Tom ha appena lasciato un istituto psichiatrico dove ha trascorso la maggior parte della sua vita, luogo in cui ha risieduto per molti anni dopo la condanna per complicità nell’omicidio di una ragazzina. Unico proprietario legale della villa di famiglia ereditata dai defunti genitori, ha un fratello maggiore in carcere, effettivo colpevole di quell’orrendo crimine, al quale fu costretto ad assistere da inerme testimone.
In Delirium non bastano le medicine a cancellare le sue allucinazioni sempre più frequenti, che in quella sfarzosa dimora piena di stanze e segreti trovano campo libero. Controllato da un’ufficiale di sorveglianza che continua a dubitare della sua presuntamente ritrovata sanità mentale, e sottoposto a rigidi controlli a distanza quotidiani, Tom conosce la bella Lynn, che si guadagna da vivere con le consegne a domicilio. Ma il protagonista si troverà a fare i conti con qualcosa di inquietante che si muove tra quelle quattro mura e dovrà comprendere cosa sia reale e cosa no.
Delirium, recensione: la villa degli orrori
Una villa con piscina e camera nascoste, luoghi dove creare situazioni di potenziale suspense in una sceneggiatura che letteralmente non si muove mai da lì. L’unica ambientazione rischia di essere una sorta di fardello a tratti insostenibile se non si ha a disposizione un intreccio narrativo all’altezza e Delirium, pur non avaro di qualche passaggio amabilmente spaventoso, si rivela nel complesso un calderone confuso e senza logica.
La gestione dei personaggi che ruotano intorno al malcapitato protagonista, che si ritrova a lottare sia contro la propria mente ipoteticamente disturbata che contro i fantasmi, quelli sì amaramente reali, di un tragico passato, è alquanto dozzinale e spesso la loro entrata o ritorno in scena viene forzato all’improvviso, avulsa da un approccio omogeneo a quanto appena raccontato soltanto pochi secondi prima.

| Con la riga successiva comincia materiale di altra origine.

PR #1732, opened 2018-03-30
Add BSD-3-Clause as a valid open source license

nathenharvey:
Signed-off-by: Nathen Harvey <nharvey@chef.io>


iennae:
Should this match https://github.com/Foodcritic/foodcritic/blob/master/lib/foodcritic/rules/fc078.rb?

robbkidd:
This _is_ the change to add that license to the list the license quality metric uses. So 👍.

And there's a part of me that would like to remove this license specific quality metric entirely in favor of FC078 that is run as a part of the Foodcritic quality metric. The list there is already more comprehensive.

nathenharvey:
catching this sooner and maintaining one list feels like the right thing to me!  I only added this one b/c I noticed that all of the facebook cookbooks were failing the metric on the Supermarket. 

Feel free to close this and/or remove all the license metrics...or ask me to :)

iennae:
Yeah, it feels like it should be one list rather than maintaining in 2 different places.

nathenharvey:
See #1733 wherein I just ripped out the license worker.  Hopefully this passes and is a better path forward ;)

PR #1733, opened 2018-04-02
remove license quality metric (covered by foodcritic rule 78)

nathenharvey:
This is covered by Foodcritic.

[FC078](http://www.foodcritic.io/#FC078)

TODO:
- [x] Keep the QualityMetric record named License which is associated with past results.
- [x] Remove LicenseWorker from Fieri
- [x] Deprecate the license_evaluation API endpoint
- [x] Update foodcritic_evaluation API endpoint to remove past License metric results from a cookbook version after creating a new Foodcritic result


robbkidd:
Thoughts on what—if anything—to do with existing License metric results in a system? Let them continue to exist on cookbooks for which the License metric was run? Which will leave a QualityMetric type for which there is no associated worker, probably requiring some commentary on that class about its continued existence.

nathenharvey:
Great question!

Given that Foodcritic is now taking responsibility for this check, would it makes sense to simply rerun Foodcritic on the most recent versions of all cookbooks and then remove this metric?

iennae:
Would love to pair up to discuss this at some point next week if folks are available? I think maybe a discussion about how to deprecate this and having a process for not having to change old quality metrics would be useful. Or quality metrics should only be visible for latest? which doesn't seem as useful either.

iennae:
Pings @robbkidd and @nathenharvey :) I'm still up for some pairing if you are

robbkidd:
@iennae I can make some time this week, yep.

robbkidd:
I've noodled an option for keeping historic results of the License metric while cleaning it up on cookbook versions that have had the newer Foodcritic run with the license rule.

1. All of this PR as is so far to remove the `LicenseWorker` from Fieri.
2. Remove the license metric endpoint from Supermarket that is responsible for recording new results:
    - [the route](https://github.com/chef/supermarket/blob/3.1.64/src/supermarket/config/routes.rb#L38)
    - [the API endpoint](https://github.com/chef/supermarket/blob/3.1.64/src/supermarket/app/controllers/api/v1/quality_metrics_controller.rb#L98-L109) the route ..er.. routes to
3. Keep the `QualityMetric` record named `License` which is associated with past results.
4. Update [the Foodcritic result API endpoint](https://github.com/chef/supermarket/blob/3.1.64/src/supermarket/app/controllers/api/v1/quality_metrics_controller.rb#L20-L31) to remove an existing License result from a cookbook version after the Foodcritic result has been recorded
    - This could also get tucked into the controller's [`create_metric` method](https://github.com/chef/supermarket/blob/3.1.64/src/supermarket/app/controllers/api/v1/quality_metrics_controller.rb#L279-L291) that is responsible for recording a new result and removing previous results. Would mean an `if` in there checking to see if it is creating a `Foodcritic` metric and to do a deletion similar to the existing removal of previous results, just with `License` as the `quality_metric` type.

iennae:
Hey @robbkidd want to have another go at this pairing so we can finish it out?

robbkidd:
@iennae I had a moment to work on this today. Turned out to be pretty simple.

I think this is ready to review and ship.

Quando paura fa rima con confusione
Il regista greco Dennis Iliadis era salito alla ribalta con L’ultima casa a sinistra (2009), discreto remake del controverso cult firmato negli anni Settanta da Wes Craven, e aveva realizzato anche un affascinante teen / sci-fi dal titolo +1 (2013). Ma qui cerca di insinuarsi nelle derive dell’horror psicologico e non trova la giusta chiave di lettura, procedendo per accumulo di situazioni e sensazioni, con il continuo ricorso agli jump-scare quale sintomo di poca originalità stilistica nella creazione della relativa atmosfera paurosa.
Pensare che lo script di Delirium era stato inserito nella Black List delle migliori sceneggiature fino ad allora non ancora realizzate, ma almeno nella sua relativa messa in scena la vicenda paga troppe negligenze narrative, tra buchi o figure di contorno poco approfondite, che impediscono al film di essere verosimile pur nella sua contestualizzazione horror. Soprattutto giacché a un certo punto si decide di puntare su risvolti thriller molto più terreni ma non per questo più credibili, e lo sguardo spaesato di un pur volenteroso Topher Grace nel ruolo principale dice davvero tutto.
Non bastano infatti stranezze e comportamenti inspiegabili a giustificare quel caos di eventi che ben presto prende il sopravvento, trascinando tutti verso quella resa dei conti finale che vanta un altro incredibile, se non assurdo, colpo di scena, prima di quell’epilogo parzialmente parodico che chiude un cerchio ricco di sbavature.
Conclusioni finali
La buona idea iniziale, foriera di molteplici spunti e suggestioni, non viene elaborata a dovere da una sceneggiatura che procede per inerzia, impedendo alla stessa regia di trovare un ritmo coerente con quanto mostrato su schermo. Le atmosfere inquietanti che fanno capolino qua e là vengono gettate al vento da banali jump-scare e da una serie di improbabili colpi di scena che maltrattano non soltanto il protagonista, ma anche i personaggi secondari e di rimando lo spettatore stesso.
Tra thriller psicologico, ghost story e dramma familiare, Delirium sa soltanto cosa non è. Un film che scorre in fretta ma si dimentica altrettanto velocemente, scadente spesso nell’assurdo quando aveva potenzialità da vendere in questa casa degli orrori, restante freddo palcoscenico di una vuota danza tra realtà e allucinazione.